Romano spun the cylinder on the door, and with a whoosh, the big thing opened. He leaned out into the corridor and took a deep breath.
“Jesus,” said Hapgood. “You were really sweating there.”
“Boy, I—”
But a woman’s voice suddenly filled the air. Her name was Betty and she was the voice of the computer.
“Warning,” she cooed, “access has been achieved.”
At that moment, at the end of the corridor the elevator doors burst open. A trooper with a laser-sighted Uzi put a beam of red light into Romano’s center chest and fired a burst. As Hapgood watched, his friend’s uniform exploded; Romano’s eyes went blank as he pitched forward, his head askew.

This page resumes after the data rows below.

PR #214, opened 2024-04-27
Use condition variable to sync init when using multiple cores

sodank808:
## Description
This PR fixes a possible timing issue when initializing I2C on a different core.

## Motivation and Context
This change ensures that the I2C init is complete before returning, whereas previously it was up to the caller to ensure enough time has passed. This new automatic behavior should be more robust and less error prone.

NOTE: I also changed the core_id checking logic. In the event a core ID was specified explicitly in a single core usage, it seemed more appropriate to use the direct i2c_driver_install call.

### DIFF
--- a/components/i2c/include/i2c.hpp
+++ b/components/i2c/include/i2c.hpp
@@ -69,7 +69,7 @@ public:
 
     logger_.debug("Initializing I2C with config: {}", config_);
 
-    std::lock_guard<std::mutex> lock(mutex_);
+    std::unique_lock lock(mutex_);
     i2c_config_t i2c_cfg;
     memset(&i2c_cfg, 0, sizeof(i2c_cfg));
     i2c_cfg.sda_io_num = config_.sda_io_num;
@@ -87,7 +87,7 @@ public:
     // Make copy of variables for easy capture
     i2c_port_t i2c_port = config_.port;
     int core_id = config_.isr_core_id;
-    if (core_id < 0) {
+    if (core_id <= 0) {
       err = i2c_driver_install(i2c_port, I2C_MODE_MASTER, 0, 0, 0);
     } else {
       if (core_id > configNUM_CORES - 1) {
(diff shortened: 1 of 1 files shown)


components/i2c/include/i2c.hpp
```diff
@@ -87,23 +87,26 @@ class I2c : public espp::BaseComponent {
     // Make copy of variables for easy capture
     i2c_port_t i2c_port = config_.port;
     int core_id = config_.isr_core_id;
-    if (core_id < 0) {
+    if (core_id <= 0) {
```
finger563, line 90: You don't know that this function will be called on core 0 without checking so I wouldn't do the direct driver install in this case.

components/i2c/include/i2c.hpp
```diff
@@ -87,23 +87,26 @@ class I2c : public espp::BaseComponent {
...
           err = i2c_driver_install(i2c_port, I2C_MODE_MASTER, 0, 0, 0);
+          init_done_cv_.notify_all();
           return true; // stop the task
         },
         .stack_size_bytes = 2 * 1024,
         .priority = 15,
         .core_id = core_id,
       });
       isr_task->start();
+      init_done_cv_.wait(lock);
```
finger563, line 109: Your mutex code is inverted here - you don't need to lock a mutex to notify.

components/i2c/include/i2c.hpp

Hapgood knew he was going to die. He could hear them coming down the corridor, the swift, slapping pound of their boots, driven on by the shouts of their officer.
“The other one. Quick, the other one.”
Panic scampered through the young man’s mind and he felt his joints melt, his will scatter. He knew he could never get the blast door closed in time.
They’re coming for the bird, he thought.
And at that moment he remembered procedure. He turned and sprinted for the far wall. His one advantage came from Romano. “Take your key off, Donny.” It was a small thing. That was all, but it was enough.
For as Hapgood dashed to the wall, the major ducked forward into the capsule, and put three Silvertips from a range of ten feet through the young officer’s lungs; but the impact of the bullets only hurried him those last few feet. Before him he saw the black window set in the wall, the one that admitted no light and was the latest wrinkle in installation security. KEY VAULT.